地域のブランド化と密接に結びついているのが、地域資源(地域の文化資源)という考え方である。グローバル化の進む世界において、ファストフードなどのグローバル企業の商品文化は分かちがたく私達の生活に入り込んでいる。

一方でローカルなモノ・コトは情報化されにくく、流通量もすくない。そもそも現地に行かなければ触れられないものもあり、それだけ1次情報に近いため、俯瞰的に見た時に価値が高い。

フレンチのフルコースが大都市であれば世界中で食べられる一方で、地方で当たり前のように食べられる郷土料理は、地域の婦人会の手によって作られなければ味わえないのだ。

文化的な資源の活用による、地域アイデンティティの再生2

数ある天草の文化資源の1つが陶石である。だからそこで陶磁器を作るという正当性や妥当性は十分にある。
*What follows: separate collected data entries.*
PR #638, opened 2025-03-26
Support host-trap PC Sampling on CLI (beta version)

feizheng10:
Support host-trap PC Sampling, CLI only, rocprofv3 only

Design and implementation details:
- Design pc_sampling block similar to any other regular panel/df with specific func to handle data and presentation separately. The block index is 21.
-  Add one arg "--pc-sampling-interval" to set  pc sampling interval, default to 1 micro second.
- As a beta version, force user to explicitly use "-b 21" to enable the feature.
- For post-analysis, if user doesn't select specific kernel, we will group, sort, and pull pc sampling info from rocprofv3 csv output  directly. For single kernel selected, we parse pc sampling info from rocprofv3 json records.

All other potential improvements and corner cases would go for incoming works.


coleramos425:
Already so much on rocprof-compute team's plate, but not being able to decipher false positives from these unit tests is concerning. Failing formatting test is an easy fix [with help from linter](https://github.com/ROCm/rocprofiler-compute/blob/04f92b72a9b810b70417199504b257f3f780e1d6/CONTRIBUTING.md?plain=1#L39-L53).

Otherwise, until CI overhaul completes, we'll just have to be very careful in code reviews. I'll add mine later today.

src/utils/utils.py
```diff
@@ -685,6 +685,37 @@ def run_prof(
     df.to_csv(workload_dir + "/" + fbase + ".csv", index=False)
 
 
+def pc_sampling_prof(interval, workload_dir, appcmd, loglevel):
```
xuchen-amd: arg `loglevel` is not being used.

src/utils/parser.py
```diff
@@ -930,11 +939,249 @@ def apply_filters(workload, dir, is_gui, debug):
...
+                kernel_info["potential_end_offset"] = item[
+                    "kernel_code_entry_byte_offset"
+                ]
+            else:
+                kernel_info["potential_end_offset"] = sys.maxsize
+            break
+
+    # print("kernel_info", kernel_info)
+
+    pc_sample_host_trap = search_key_in_json(file_name, "pc_sample_host_trap")
```
xuchen-amd, line 1073: Should we add sanity check on `pc_sample_host_trap`?
Or exception handling in `search_pc_sampling_record()`?

feizheng10: Thanks for the suggestion, fixed in https://github.com/ROCm/rocprofiler-compute/pull/638/commits/7652f306fad485b3f84e69a94ee7ba38f6167587

src/utils/utils.py
feizheng10: Fixed in https://github.com/ROCm/rocprofiler-compute/pull/638/commits/7652f306fad485b3f84e69a94ee7ba38f6167587

src/argparser.py
```diff
@@ -324,6 +324,15 @@ def validate_block(value):
         help="\t\t\tSet the format of output file of rocprof.",
     )
 
+    profile_group.add_argument(
+        "--pc-sampling-interval",
+        required=False,
+        metavar="",
+        dest="pc_sampling_interval",
+        default=1,
+        help="\t\t\tSet the interval of pc sampling in microsecond.",
```
coleramos425:
```suggestion
        help="\t\t\tSet the interval of pc sampling in microsecond (DEFAULT: 1).",
```
In other options, we state the default value in help print out

src/utils/parser.py
```diff
@@ -23,16 +23,20 @@
...
 from pathlib import Path
 
 import astunparse
 import numpy as np
 import pandas as pd
 
 from utils import schema
-from utils.logger import console_error, console_warning, demarcate
+from utils.logger import demarcate
+from utils.utils import console_debug, console_error, console_warning
```
coleramos425: Based on #626, logging helper (console_debug, console_error, etc.) now live in `utils.logger` file. Maybe you just need a rebase?

coleramos425 (approved):
A few comments. Otherwise, LGTM

src/utils/parser.py
feizheng10: Thanks, I thought I merged. But seems I messed up.
Fixed with 22f00b27

src/argparser.py
feizheng10: Fixed with 22f00b27. I mixed C++ parser and python:)

feizheng10:
CI passed, merge.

地域のアイデンティティの再生策として、産業振興として「陶石から陶磁器へ」の転換を図ったのである。

では「そういう資源の無い地域では何もできない」、「妥当性が無い地域では何もできないのでは」と思われるけど実はそうではない。重要なのは、次の2点

  • 住民や産業の関係者たちが「陶石の島から陶磁器の島へ」という発想の転換をしたこと、つまり「地域の(文化)資源を見つめ直したこと」が重要。
  • そして「内発性」で、どれだけ地域住民や産業の担い手達が奮起して、地域内の開発を独自に行っているかということ。

陶石ほど明確な素材ではないかもしれないが、どんな土地にも歴史や文化・風習があり、それを資源化することと、自律的に行なうことに、まちづくりの核がある。

同時に、ジオパークに認定されるなど、観光および郷土教育に、天草陶石の元となる、豊かな地質資源の存在が積極的に活用されている。また、天草で作られている陶磁器の殆どは、基本的には日常雑器であり、日々の暮らしの中で手にとることが出来る。地域の資源を活かしたものが、地域の中で学ばれ、使われるということも、地域のアイデンティティを再生する上で重要な事だ。

 稼げるまちづくり

ところで、展覧会や物産展、特にこうした手工芸品・雑貨モノは、それ自体はそこまで金を稼げるようなコンテンツじゃないな、と思う。なぜなら大量生産が出来ないため、大きな消費は前提にできないし、カスタマーは一般的なファミリー層が主流だからだ。

さらに作家が技術を内面化できるようになるためには途方も無い修行期間が必要だったりするわけで、その時まで含めた人件費は度外視されている。それに1つ1つの品物が手頃な価格(皿1枚が2、3,000円〜高くてもせいぜい数万円)なため全体の売上も規模も決して大きくはない。

 

なのでこうしたフェアなり物産展なりをある程度継続して行えるようにする為には、公的な資金が無ければ開催自体が難しい。

この点、天草市は13年間にわたり陶磁器産業の振興に注力してきた。この陶磁器展も天草市経済部商工観光課が主体の実行委員会形式により開催される。

天草大陶磁器展の総予算は約2600万円。その半分を市が負担し、残りを陶磁器販売の手数料、各種イベントの入場料収入、物販などでまかなっている。「昨年は黒字化し、その利益で島内の陶磁器マップを作成、それによって個人工房にも客足が伸びた」

総予算の半分、約1300万円を市が負担しているという。ちなみにH23年度の総務省地域政策動向によれば、事業費は一般財源から約850万円だったので、事業費は年々増加傾向にあるようだ。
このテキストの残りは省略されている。